++++ The records

PR #95, opened 2020-10-19
Error message cleanup

### LINKED ISSUE #56: Bubble up error messages
It appears the higher layers of DLO are masking lower level errors.  For example, an incorrect syntax in a selector yields:

```
Failed to create data handler for rule  (digitalData.user.profile[0)
```

Ideally the selector parsing failure should be reflected in the observer logic.  The same could occur if a validation of a rule's operator were to fail.

van-fs:
This closes #56 and cleans up/bubbles up a lot of the error messages.  I took the approach:
- If DLO is calling a `log` event, a shorter `LogMessageType` was used (e.g. `Empty Event`).  It's a mix of trying to re-use error messages and mimic what's done in [FS API error kinds](https://help.fullstory.com/hc/en-us/articles/360020624394#API%20Error%20Kinds).
- The above lacks a bit of clarity, and when an `Error` is constructed, you can use `Logger.format` and `LogMessage` to create a more descriptive message.  Anything in `err.message` gets put into the context object as `reason_str: <message>`.  This was used heavily in `selector.ts` to be more granular with parsing related errors.

### DIFF
--- a/src/handler.ts
+++ b/src/handler.ts
@@ -1,4 +1,4 @@
-import { Logger } from './utils/logger';
+import { Logger, LogMessageType } from './utils/logger';
 import { Operator } from './operator';
 import { DataLayerDetail, createEventType } from './event';
 import DataLayerTarget from './target';
@@ -53,7 +53,7 @@ export default class DataHandler {
     const { path } = this.target;
 
     if (value === undefined && args === undefined) {
-      Logger.getInstance().warn(`${path} emitted no data`, path);
+      Logger.getInstance().warn(LogMessageType.EventEmpty, { path });
     } else if (type === createEventType(path)) {
       if (value) {
         // debounce events so multiple, related property assignments don't create multiple events
@@ -75,7 +75,7 @@ export default class DataHandler {
         this.handleData(args || []);
       }
     } else {
-      Logger.getInstance().warn(`EventListener received unexpected event ${type}`, path);
+      Logger.getInstance().warn(LogMessageType.EventUnexpected, { path });
     }
   }
 
@@ -129,8 +129,7 @@ export default class DataHandler {
 
         this.runDebugger(`[${i}] ${name} output ${stats}`, handledData, '  ');
       } catch (err) {
-        Logger.getInstance().error(`Operator ${name} failed for ${path} at step ${i}`,
-          path);
+        Logger.getInstance().error(LogMessageType.OperatorError, { operator: name, path, reason: err.message });
         return null;
       }
     }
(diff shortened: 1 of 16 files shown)


src/handler.ts
```diff
@@ -53,7 +53,7 @@ export default class DataHandler {
     const { path } = this.target;
 
     if (value === undefined && args === undefined) {
-      Logger.getInstance().warn(`${path} emitted no data`, path);
+      Logger.getInstance().warn(LogMessageType.EventEmpty, { path });
```
patrick-fs, line 56: I wonder if it makes sense to have two different functions: `warn` which takes a raw string and `warnf` which takes a tokenized string and a variable list of parameters.

van-fs: I like the idea of a formatted `warn` or `error`: `warnf` and `errorf` respectively.  I started this PR with the question, "Where's the sprintf in JS?"  Line 56 above is actually the behavior of a message with a context.

```javascript
interface LogContext {
  rule?: string;
  source?: string;
  operator?: string;
  path?: string;
  property?: string;
  selector?: string;
  reason?: string;
}
```

The spirit of `LogContext` is to provide well-defined, critical information related to debugging.  Depending on scope, some of these members are unavailable, but at all times, at least one of them is likely to be available.  As such, the developer should populate as much of `LogContext` as possible.  `LogContext` also provided a way to fix inconsistencies in string messages and the fact that these error messages become longer (less manageable) the more context we add.

This PR added a `Logger.format` to re-use error messages with slight tweaks for clarity.  For example, `You forgot the )` and `You forgot the (` could be a template with substitution.  The `Logger.format` does not re-use the context though.  I was thinking that `format`'s job is to provide very specific information.  The `)` or `(` variable portion of `You forgot the` would need a member defined in context.  `token` could be added, but then I was concerned that `LogContext` fills up with other stuff and loses that narrow scope.

One solution could be we go with an `errorf(message: string, context: LogContext, ...substitutions?: string[])`.  One issue is that some of the code like `selector.ts` is so deep that it is very close to being completely unaware of context.  If we remove the context param, then the `errorf` feels a bit like `format`.

Open to alternatives or perspective from @TrevorFSmith.

van-fs:
I added another commit to remove the vestigial use of `string | LogContext`.  The `string` option was there from when all DLO used was the `path` as a primary identifier.  With the variety of information now, it seems to make sense to simply remove that as an option altogether and promote the usage of `LogContext` exclusively.  The latter is still optional though I wonder if we want to require `LogContext` for any error or warnings to promote including this info.

TrevorFSmith (approved):

PR #96, opened 2020-10-23
Fix build error

van-fs:
A TS compile-time error was introduced in my last PR to clean up error messages.  Unfortunately, it looks like we don't tsc in pre-commit.  This PR address the actual bug.  @patrick-fs, thoughts on simply adding `tsc` to the `pre-commit` hook?  Would the solution be that easy?

### DIFF
--- a/package.json
+++ b/package.json
@@ -19,7 +19,7 @@
   },
   "husky": {
     "hooks": {
-      "pre-commit": "lint-staged"
+      "pre-commit": "npm run build && lint-staged"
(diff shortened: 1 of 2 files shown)


van-fs:
It appears so, I'm going to add that to guard against this in the future.

van-fs:
Also added `npm run build` to the `pre-commit` hook.

patrick-fs (approved):
LGTM

PR #99, opened 2020-10-25
Add google analytics all purpose rule support

van-fs:
This PR adds a bit more all-purpose support to Google Analytics.  While we have Enhanced Ecommerce rules, the basic Google Analytics usage in `ga.js`, `analytics.js`, and `gtg.js` needs to also be supported.  To that end, the rules were updated and a new comparison syntax to support "does not start with" was added.  This allows us to ignore noisy GA events like `gtm.dom` and `gtm.js`.

Google's newer `gtg.js` actually behaves a little differently.  Rather than inserting an object into the data layer, it adds `Arguments`.  This required a bit of creativity to leverage our existing operators.  It's worth documenting as an advanced operator tutorial, but I'll get to that at a later date.  I want to PR the support so that we can add GA as a souq ruleset.

### DIFF
--- a/examples/rules/google-tags-fullstory.json
+++ b/examples/rules/google-tags-fullstory.json
@@ -253,7 +253,7 @@
       "source": "dataLayer",
       "operators": [
         { "name": "query", "select": "$[?(event!^gtm)]" },
-        { "name": "query", "select": "$[!(gtm.uniqueEventId)]" },
+        { "name": "query", "select": "$[!(ecommerce,gtm.uniqueEventId)]" },
         { "name": "insert", "select": "event" }
       ],
       "destination": "FS.event",
--- a/examples/rules/google-tags-fullstory.json
+++ b/examples/rules/google-tags-fullstory.json
@@ -12,6 +12,21 @@
       "monitor": true
     },
     {
+      "id": "fs-gtg-event",
+      "source": "dataLayer",
+      "operators": [
+        { "name": "query", "select": "$[(0,1,2)]" },
+        { "name": "query", "select": "$[?(0=event)]" },
+        { "name": "flatten" },
+        { "name": "query", "select": "$[?(0=event)]" },
+        { "name": "rename", "properties": { "0": "gtgCommand", "1": "gtgAction" } },
+        { "name": "insert", "select": "gtgAction" }
+      ],
+      "destination": "FS.event",
+      "readOnLoad": true,
+      "monitor": true
+    },
+    {
       "id": "fs-ga-e-commerce-detail-action",
       "source": "dataLayer",
       "operators": [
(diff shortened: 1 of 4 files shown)


examples/rules/google-tags-fullstory.json
```diff
@@ -11,6 +11,21 @@
...
       "monitor": true
     },
+    {
+      "id": "fs-gtg-event",
+      "source": "dataLayer",
+      "operators": [
+        { "name": "query", "select": "$[(0,1,2)]" },
+        { "name": "query", "select": "$[?(0=event)]" },
+        { "name": "flatten" },
+        { "name": "query", "select": "$[?(0=event)]" },
```
TrevorFSmith, line 21: Is this `query` using an array index?!

src/selector.ts
```diff
@@ -56,7 +56,7 @@ class OpProp {
     for (let i = 0; i < raw.length; i += 1) {
       const codePoint = raw.charCodeAt(i);
       // the codePoint appears to be some form of comparison operator we support
-      if (codePoint === 33 || (codePoint >= 60 && codePoint <= 62)) {
+      if (codePoint === 33 || (codePoint >= 60 && codePoint <= 62) || codePoint === 94) {
```
TrevorFSmith, line 59: Nit: It would be nice to put inline comments for which code point is which character.

test/selector.spec.ts
```diff
@@ -89,6 +91,7 @@ describe('test selection paths', () => {
     expect(() => { new Path('films[?(dot.prop=1.0)]'); }).to.not.throw();
     expect(() => { new Path('films[?()]'); }).to.throw(Error);
     expect(() => { new Path('films[?]'); }).to.throw(Error);
+    expect(() => { new Path('myEvent[?(event!^gtm.)]'); }).to.not.throw();
```
TrevorFSmith, line 94: We should test that `=^` and `!^` match property names as expected.

TrevorFSmith (approved):
We need a couple of tests that the new property selection operators work as expected. Other than that (and one documentation nit) this LGTM.

test/selector.spec.ts
```diff
@@ -220,6 +223,12 @@ describe('test selection paths', () => {
     expect(select('favorites[?(number!=25)]', testData)).to.be.undefined;
     expect(select('favorites[?(number!=12)]', testData)).to.eq(testData.favorites);
     expect(select('favorites[?(number+=25)]', testData)).to.be.undefined;
+    expect(select('gtmEvent[?(event!^gtm.)]', testData)).to.be.undefined;
```
van-fs, line 226: @TrevorFSmith Here are the individual tests for new `!^` and `=^` comparisons.

TrevorFSmith (approved):

examples/rules/google-tags-fullstory.json
van-fs: This where it's interesting, the `Arguments` object is essentially an array.  What we do is pick properties `0`, `1`, `2`, which has the effect of getting the values at array index 0-2.  That returns a POJO with 

```
{
 "0": <the 0 element>,
 "1": <the  1 element>,
 "2": <the 2 element>,
}
```

It then queries the "0" property, which is set to the string `event`.

PR #105, opened 2020-11-12
Expose logging level config option

van-fs:
We've always had the ability to set and leverage `LogLevel` to control debug messages.  This PR exposes that ability as a config option.  External configurability allows souq to turn off logging if desired.


TrevorFSmith (approved):
LGTM

PR #109, opened 2021-01-06
Ability to compare undefined

van-fs:
The Google Enhanced Ecommerce ruleset and Event Measurement rulesets are very similar.  When used together, I think there a definite possibility we might record an event for each if an Enhanced Ecommerce hit fires.  The reason is that EM is essentially a superset of EC.  To better ignore EC events when also using the EM ruleset, I added a check that allows us to see if a property is/is not undefined.  This way we can check if `ecommerce` is defined in the event and if so, ignore it assuming the EC ruleset is also deployed.


TrevorFSmith (approved):
LGTM

PR #110, opened 2021-01-06
String not equal bug

van-fs:
While doing #109 I happened to notice there was no `!=` for strings in `select`.  I also saw line 198 in the test looked like a copy/paste.  Wondering if `!=` has gone unnoticed as a bug.  @TrevorFSmith , does the previous line 399 jog any memory of why it doesn't conform to all the other if blocks.  This is the only one that used a `!=` comparison.  Feels out of place.


TrevorFSmith (approved):
LGTM

TrevorFSmith:
Yep, I think it's a copy-pasta bug.

PR #113, opened 2021-01-19
Convert when spaces are provided

van-fs:
Quick fix for an issue found with `convert` operator and spaces in the property list.


patrick-fs (approved):
LGTM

++++++++

* _Work to complete_: All lines with the string "throw" must be copied from the data.

* _Solution for this problem_:
     expect(() => { new Path('films[?(dot.prop=1.0)]'); }).to.not.throw();
     expect(() => { new Path('films[?()]'); }).to.throw(Error);
     expect(() => { new Path('films[?]'); }).to.throw(Error);
+    expect(() => { new Path('myEvent[?(event!^gtm.)]'); }).to.not.throw();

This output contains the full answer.